--- Exercise instructions ---
Up to and including the line with "PR #5202, opened 2020-03-17", reproduce the listing below exactly, beginning at its first line.

--- Provided data ---
____________

PR #5194, opened 2020-03-16
<Box/> - Enable passing numeric sizing values

splintor:
### 🔦 Summary
The documentation and types say sizing props (`*width` and `*height`) can have numeric values, which should be specified in pixels, but numeric values are actually ignored.

This PR fixes it by adding `px` suffix in case a numeric value is specified (similar to how spacing values are processed).

### ✅ Checklist

- 🔬 Change is tested
  - [X] Component
  - [X] Visual test


mosheKerbel:
@splintor you missed the `$` sign in the `format` func, luckily your tests caught it and failed.
I added a commit and rebased to master.
once it pass in CI I will merge.

mosheKerbel:
But now I see that all the Visual tests of `box` are failing, need to check that.

mosheKerbel:
My bad, visual tests are also passing, all green
Probably saw an old build.

splintor:
Thanks!

PR #5202, opened 2020-03-17
<ToggleButton/> - size and labelPlacement props

yevhen-kutishchev:
### 🔦 Summary

Add `size` and `labelPlacement` props according to spec https://app.zeplin.io/project/5c8f6f1f9f489505cac756dc/screen/5d80e274b4379354beebd33f

### ✅ Checklist

- 📚 Change is documented
  - [x] Story
  - [x] API description
  - [ ] Cheatsheet
  - [ ] Other (explain)
- 🔬 Change is tested
  - [x] Component
  - [x] Visual test


src/ToggleButton/ToggleButton.js
```diff
@@ -43,37 +53,113 @@ class ToggleButton extends Component {
...
+      'data-selected': selected,
+      'data-skin': skin,
+    };
+
+    if (tooltipContent) {
+      deprecationLog(
+        '"tooltipContent" prop is deprecated. Use "labelValue" instead.',
+      );
+
+      if (!labelValue) {
```
mykas: I don't think this needs to be here. Just pass this to the Tooltip prop directly like this:

```js
   <Tooltip
          upgrade
          {...tooltipProps}
          size="small"
          content={labelValue || tooltipContent}
          data-hook={dataHook}
          data-placement={labelPlacement}
        >
```

src/ToggleButton/ToggleButton.js
```diff
@@ -43,37 +53,113 @@ class ToggleButton extends Component {
...
+            data-hook="togglebutton-trigger"
+            onClick={onClick}
+          >
+            {children}
+          </ButtonNext>
+        </Tooltip>
+      );
+    }
+
+    if (labelPlacement === 'end') {
```
mykas: I believe there are too many ifs here. Why not use stylable state instead of switching between `.root` and `.bottomLabelRoot` ? Two many duplicate `if`s can cause feature missing on of them.

src/ToggleButton/ToggleButton.js
```diff
@@ -43,37 +53,113 @@ class ToggleButton extends Component {
...
         >
-          {children &&
-            cloneElement(children, {
-              width: childSize,
-              height: childSize,
-            })}
+          {children}
+
+          {labelValue ? (
+            <span
```
mykas: Also I did not get why `end if` has a span and `bottom` uses <Text/>` component

mykas: ok I get, you thought that because when `end` is used - it suppose have common white background with a button, but actually this is only a background color which can be switched with stylable state

src/ToggleButton/ToggleButton.js
```diff
@@ -43,37 +53,113 @@ class ToggleButton extends Component {
...
+            data-hook="togglebutton-trigger"
+          >
+            {children}
+          </ButtonNext>
+          <Text
+            {...styles('bottomLabelText', { disabled })}
+            size="tiny"
+            weight="thin"
+            ellipsis
+            data-hook="togglebutton-label"
```
mykas: Here it should be `dataHook` instead

src/ToggleButton/ToggleButton.js
```diff
@@ -43,37 +53,113 @@ class ToggleButton extends Component {
...
+        >
+          <ButtonNext
+            {...styles('bottomLabelButton', { selected, size })}
+            {...commonButtonProps}
+            data-hook="togglebutton-trigger"
+          >
+            {children}
+          </ButtonNext>
+          <Text
+            {...styles('bottomLabelText', { disabled })}
```
mykas: Text component supports `disabled` skin. No need to use stylable on top

src/ToggleButton/ToggleButton.js
yevhen-kutishchev: In case with `end` I used span instead of `<Text />` to make label inherit color style from ButtonNext component. If I would use `<Text />` then I would have to add styles to make label have appropriate color (the way I did with `bottom` placement label text).

mykas: But can't you replicate the same styleing with Text props? from zeplin I see that it is possible

src/ToggleButton/ToggleButton.js
```diff
@@ -1,22 +1,82 @@
...
+    return (
+      children && (
+        <Tooltip
+          {...{ dataHook: 'toggleButtonTooltip', ...tooltipProps }}
+          upgrade
+          size="small"
+          content={labelValue}
+          disabled={tooltipDisabled}
+        >
+          {/* This additional span is needed make focus states work correctly on descendant <div> element. Otherwise Tooltip will override those props. */}
```
mykas: no need for the comment here

src/ToggleButton/ToggleButton.js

____________

--- Task solution ---
PR #5194, opened 2020-03-16
<Box/> - Enable passing numeric sizing values

splintor:
### 🔦 Summary
The documentation and types say sizing props (`*width` and `*height`) can have numeric values, which should be specified in pixels, but numeric values are actually ignored.

This PR fixes it by adding `px` suffix in case a numeric value is specified (similar to how spacing values are processed).

### ✅ Checklist

- 🔬 Change is tested
  - [X] Component
  - [X] Visual test


mosheKerbel:
@splintor you missed the `$` sign in the `format` func, luckily your tests caught it and failed.
I added a commit and rebased to master.
once it pass in CI I will merge.

mosheKerbel:
But now I see that all the Visual tests of `box` are failing, need to check that.

mosheKerbel:
My bad, visual tests are also passing, all green
Probably saw an old build.

splintor:
Thanks!

PR #5202, opened 2020-03-17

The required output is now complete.